Problem statement:
Would you reproduce exactly the lines below from the one holding "PR #1201, opened 2022-04-30" through the one holding "use crate::artifacts::serde_helpers;", inclusive, and no others?

--- Material to process Enclosed Below ---

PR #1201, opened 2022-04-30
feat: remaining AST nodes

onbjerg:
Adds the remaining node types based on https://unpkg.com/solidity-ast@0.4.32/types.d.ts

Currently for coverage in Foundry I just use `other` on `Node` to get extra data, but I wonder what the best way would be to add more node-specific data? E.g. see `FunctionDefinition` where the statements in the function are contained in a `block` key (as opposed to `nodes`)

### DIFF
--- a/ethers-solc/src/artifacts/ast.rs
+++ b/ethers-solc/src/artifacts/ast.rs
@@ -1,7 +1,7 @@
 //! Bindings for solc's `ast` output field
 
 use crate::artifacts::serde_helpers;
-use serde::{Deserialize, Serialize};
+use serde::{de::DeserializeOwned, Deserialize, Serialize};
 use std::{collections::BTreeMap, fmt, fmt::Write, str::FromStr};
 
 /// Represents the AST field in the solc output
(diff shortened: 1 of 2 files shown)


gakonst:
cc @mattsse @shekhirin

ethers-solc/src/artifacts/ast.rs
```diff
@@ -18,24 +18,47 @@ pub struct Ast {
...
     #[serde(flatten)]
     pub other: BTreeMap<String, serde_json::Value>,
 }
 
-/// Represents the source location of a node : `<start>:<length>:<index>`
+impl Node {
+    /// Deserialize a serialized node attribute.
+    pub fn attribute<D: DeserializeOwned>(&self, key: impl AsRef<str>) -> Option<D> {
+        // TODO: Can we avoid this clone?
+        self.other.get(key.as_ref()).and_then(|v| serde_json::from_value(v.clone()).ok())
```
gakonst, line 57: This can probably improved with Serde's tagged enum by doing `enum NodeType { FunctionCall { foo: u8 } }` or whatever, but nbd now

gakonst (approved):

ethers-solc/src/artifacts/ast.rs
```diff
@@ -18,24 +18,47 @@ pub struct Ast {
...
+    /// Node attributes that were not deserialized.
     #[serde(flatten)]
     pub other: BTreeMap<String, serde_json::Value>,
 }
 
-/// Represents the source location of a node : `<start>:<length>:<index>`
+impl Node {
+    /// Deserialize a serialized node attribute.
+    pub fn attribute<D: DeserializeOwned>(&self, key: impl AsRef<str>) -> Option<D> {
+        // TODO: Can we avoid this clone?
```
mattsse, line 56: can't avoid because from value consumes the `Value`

--- End of Enclosed Material to process ---
--- Material to process Enclosed Below ---

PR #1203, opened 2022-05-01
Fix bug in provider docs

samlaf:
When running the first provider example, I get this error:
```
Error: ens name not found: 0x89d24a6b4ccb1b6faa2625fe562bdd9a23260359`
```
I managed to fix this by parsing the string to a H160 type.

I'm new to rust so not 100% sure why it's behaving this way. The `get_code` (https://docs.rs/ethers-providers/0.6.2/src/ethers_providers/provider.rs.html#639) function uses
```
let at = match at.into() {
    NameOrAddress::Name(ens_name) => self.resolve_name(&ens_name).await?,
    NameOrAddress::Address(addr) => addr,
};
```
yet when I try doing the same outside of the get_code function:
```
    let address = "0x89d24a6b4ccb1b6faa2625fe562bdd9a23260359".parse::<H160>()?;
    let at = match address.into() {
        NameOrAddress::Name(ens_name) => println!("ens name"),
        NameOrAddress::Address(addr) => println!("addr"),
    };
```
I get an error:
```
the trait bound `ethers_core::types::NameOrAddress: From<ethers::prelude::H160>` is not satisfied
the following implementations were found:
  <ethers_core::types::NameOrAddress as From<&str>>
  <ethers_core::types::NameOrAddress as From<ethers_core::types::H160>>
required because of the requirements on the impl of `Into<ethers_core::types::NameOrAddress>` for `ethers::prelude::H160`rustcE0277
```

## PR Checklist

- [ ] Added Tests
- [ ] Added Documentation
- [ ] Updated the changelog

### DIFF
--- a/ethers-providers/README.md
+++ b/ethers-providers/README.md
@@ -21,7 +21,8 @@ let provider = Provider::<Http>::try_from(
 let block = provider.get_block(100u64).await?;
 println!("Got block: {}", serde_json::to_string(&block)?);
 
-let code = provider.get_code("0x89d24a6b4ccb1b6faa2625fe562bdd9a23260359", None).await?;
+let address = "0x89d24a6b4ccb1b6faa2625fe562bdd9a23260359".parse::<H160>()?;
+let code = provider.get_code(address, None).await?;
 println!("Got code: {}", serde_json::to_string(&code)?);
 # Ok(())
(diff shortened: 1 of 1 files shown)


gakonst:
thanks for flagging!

--- End of Enclosed Material to process ---

Reply to the task:
PR #1201, opened 2022-04-30
feat: remaining AST nodes

onbjerg:
Adds the remaining node types based on https://unpkg.com/solidity-ast@0.4.32/types.d.ts

Currently for coverage in Foundry I just use `other` on `Node` to get extra data, but I wonder what the best way would be to add more node-specific data? E.g. see `FunctionDefinition` where the statements in the function are contained in a `block` key (as opposed to `nodes`)

### DIFF
--- a/ethers-solc/src/artifacts/ast.rs
+++ b/ethers-solc/src/artifacts/ast.rs
@@ -1,7 +1,7 @@
 //! Bindings for solc's `ast` output field
 
 use crate::artifacts::serde_helpers;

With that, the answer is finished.